DATA SHOWN:
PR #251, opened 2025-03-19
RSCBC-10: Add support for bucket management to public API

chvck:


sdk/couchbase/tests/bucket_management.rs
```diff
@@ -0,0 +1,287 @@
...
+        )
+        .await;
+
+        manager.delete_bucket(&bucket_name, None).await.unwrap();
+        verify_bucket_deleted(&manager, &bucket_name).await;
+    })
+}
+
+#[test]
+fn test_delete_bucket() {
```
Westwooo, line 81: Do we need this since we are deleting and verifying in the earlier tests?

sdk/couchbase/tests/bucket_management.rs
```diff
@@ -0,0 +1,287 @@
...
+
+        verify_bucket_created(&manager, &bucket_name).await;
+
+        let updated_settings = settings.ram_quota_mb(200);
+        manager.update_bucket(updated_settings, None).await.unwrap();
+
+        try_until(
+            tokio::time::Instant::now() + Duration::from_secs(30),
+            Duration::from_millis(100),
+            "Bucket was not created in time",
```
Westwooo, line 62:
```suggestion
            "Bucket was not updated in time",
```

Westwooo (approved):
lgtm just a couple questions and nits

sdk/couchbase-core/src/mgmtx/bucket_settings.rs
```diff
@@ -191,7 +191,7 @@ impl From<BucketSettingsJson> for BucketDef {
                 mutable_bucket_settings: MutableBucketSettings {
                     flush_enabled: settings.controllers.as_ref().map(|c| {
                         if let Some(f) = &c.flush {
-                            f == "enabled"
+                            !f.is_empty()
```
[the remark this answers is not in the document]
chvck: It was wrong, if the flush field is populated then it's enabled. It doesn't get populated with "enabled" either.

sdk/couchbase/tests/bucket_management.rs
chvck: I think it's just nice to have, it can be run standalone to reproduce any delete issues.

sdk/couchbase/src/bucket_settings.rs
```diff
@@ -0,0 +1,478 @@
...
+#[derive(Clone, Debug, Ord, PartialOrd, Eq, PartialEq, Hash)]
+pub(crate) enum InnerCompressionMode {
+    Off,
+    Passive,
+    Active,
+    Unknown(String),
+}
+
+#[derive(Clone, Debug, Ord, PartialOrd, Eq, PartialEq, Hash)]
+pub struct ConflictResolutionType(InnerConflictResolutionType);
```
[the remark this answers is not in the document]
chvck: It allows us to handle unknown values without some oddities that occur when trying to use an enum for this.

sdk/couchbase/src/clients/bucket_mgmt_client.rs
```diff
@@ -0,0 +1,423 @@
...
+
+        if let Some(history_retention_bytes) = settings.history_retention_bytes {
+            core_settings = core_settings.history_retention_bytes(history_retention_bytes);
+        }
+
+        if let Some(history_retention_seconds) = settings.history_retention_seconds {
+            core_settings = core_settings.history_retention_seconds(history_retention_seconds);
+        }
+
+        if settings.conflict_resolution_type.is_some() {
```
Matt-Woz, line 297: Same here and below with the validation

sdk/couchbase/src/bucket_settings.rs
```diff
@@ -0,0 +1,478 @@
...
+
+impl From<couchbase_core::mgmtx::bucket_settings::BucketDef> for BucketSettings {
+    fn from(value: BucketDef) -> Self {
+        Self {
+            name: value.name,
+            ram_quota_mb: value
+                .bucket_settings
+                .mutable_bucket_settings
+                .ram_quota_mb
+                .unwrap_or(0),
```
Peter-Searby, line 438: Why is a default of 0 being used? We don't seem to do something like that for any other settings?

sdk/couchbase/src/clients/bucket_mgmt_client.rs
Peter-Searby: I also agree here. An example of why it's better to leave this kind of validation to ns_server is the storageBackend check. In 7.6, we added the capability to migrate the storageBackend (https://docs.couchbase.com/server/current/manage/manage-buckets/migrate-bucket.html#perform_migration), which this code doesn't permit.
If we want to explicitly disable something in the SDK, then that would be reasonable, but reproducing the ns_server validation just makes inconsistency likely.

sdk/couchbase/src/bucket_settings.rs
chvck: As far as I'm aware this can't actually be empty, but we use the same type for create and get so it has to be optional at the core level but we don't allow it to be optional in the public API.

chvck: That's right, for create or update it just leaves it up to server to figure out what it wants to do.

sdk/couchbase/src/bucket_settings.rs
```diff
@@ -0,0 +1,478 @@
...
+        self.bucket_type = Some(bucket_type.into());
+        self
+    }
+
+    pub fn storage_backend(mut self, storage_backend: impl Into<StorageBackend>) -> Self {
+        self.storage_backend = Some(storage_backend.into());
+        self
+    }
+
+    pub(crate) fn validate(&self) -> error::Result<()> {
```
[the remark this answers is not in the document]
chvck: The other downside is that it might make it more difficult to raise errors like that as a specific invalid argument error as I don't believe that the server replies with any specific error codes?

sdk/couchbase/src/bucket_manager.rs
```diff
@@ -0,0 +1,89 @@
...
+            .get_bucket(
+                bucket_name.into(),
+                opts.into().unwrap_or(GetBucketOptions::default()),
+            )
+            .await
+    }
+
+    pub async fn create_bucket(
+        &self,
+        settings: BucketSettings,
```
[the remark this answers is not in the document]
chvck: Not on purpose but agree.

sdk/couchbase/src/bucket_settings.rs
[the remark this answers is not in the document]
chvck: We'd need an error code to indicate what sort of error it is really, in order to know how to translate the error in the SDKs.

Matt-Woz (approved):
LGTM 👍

--

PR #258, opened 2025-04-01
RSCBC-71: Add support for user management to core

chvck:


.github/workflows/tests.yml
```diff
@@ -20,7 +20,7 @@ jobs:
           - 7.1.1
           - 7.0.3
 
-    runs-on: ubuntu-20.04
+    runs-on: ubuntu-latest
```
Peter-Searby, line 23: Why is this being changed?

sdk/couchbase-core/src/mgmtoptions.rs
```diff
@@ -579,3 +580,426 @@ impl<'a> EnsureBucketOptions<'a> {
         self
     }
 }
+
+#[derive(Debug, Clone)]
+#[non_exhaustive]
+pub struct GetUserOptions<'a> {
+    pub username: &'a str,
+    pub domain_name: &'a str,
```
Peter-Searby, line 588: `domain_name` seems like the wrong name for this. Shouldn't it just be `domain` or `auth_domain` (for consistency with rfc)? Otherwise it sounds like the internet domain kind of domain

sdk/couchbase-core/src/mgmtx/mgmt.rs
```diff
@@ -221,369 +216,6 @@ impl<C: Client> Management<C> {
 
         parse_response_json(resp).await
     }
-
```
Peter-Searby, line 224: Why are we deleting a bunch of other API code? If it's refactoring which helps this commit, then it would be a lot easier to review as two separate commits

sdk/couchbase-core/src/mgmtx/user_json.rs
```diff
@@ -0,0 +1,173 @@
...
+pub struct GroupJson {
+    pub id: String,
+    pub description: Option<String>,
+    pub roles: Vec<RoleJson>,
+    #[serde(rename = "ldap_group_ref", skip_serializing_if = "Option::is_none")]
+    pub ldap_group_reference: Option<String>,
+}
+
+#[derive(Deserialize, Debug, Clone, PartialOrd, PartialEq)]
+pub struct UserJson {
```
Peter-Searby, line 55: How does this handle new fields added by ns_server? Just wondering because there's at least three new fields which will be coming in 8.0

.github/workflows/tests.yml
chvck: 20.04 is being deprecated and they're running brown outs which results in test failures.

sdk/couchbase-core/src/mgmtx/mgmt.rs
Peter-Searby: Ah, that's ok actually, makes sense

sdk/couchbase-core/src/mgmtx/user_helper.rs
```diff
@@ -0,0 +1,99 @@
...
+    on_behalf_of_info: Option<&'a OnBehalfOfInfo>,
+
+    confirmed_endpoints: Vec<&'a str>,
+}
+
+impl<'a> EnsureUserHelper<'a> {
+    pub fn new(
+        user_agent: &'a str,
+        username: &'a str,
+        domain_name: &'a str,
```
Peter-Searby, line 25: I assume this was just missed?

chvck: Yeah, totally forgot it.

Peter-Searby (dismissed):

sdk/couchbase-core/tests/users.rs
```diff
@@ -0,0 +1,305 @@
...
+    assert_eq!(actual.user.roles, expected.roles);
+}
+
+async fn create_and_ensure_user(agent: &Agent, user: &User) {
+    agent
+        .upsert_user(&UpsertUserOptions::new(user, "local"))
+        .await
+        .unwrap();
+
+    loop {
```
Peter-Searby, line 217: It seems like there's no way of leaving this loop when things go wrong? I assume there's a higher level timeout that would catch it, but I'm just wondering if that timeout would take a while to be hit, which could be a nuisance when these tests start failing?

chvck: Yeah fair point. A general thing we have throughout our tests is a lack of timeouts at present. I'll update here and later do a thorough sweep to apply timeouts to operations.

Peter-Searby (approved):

REQUIRED WORK: Find the lines in the entries above where "Westwooo" occurs, and copy each of them.

RESULT FOR THIS EXERCISE:
Westwooo, line 81: Do we need this since we are deleting and verifying in the earlier tests?
Westwooo, line 62:
Westwooo (approved):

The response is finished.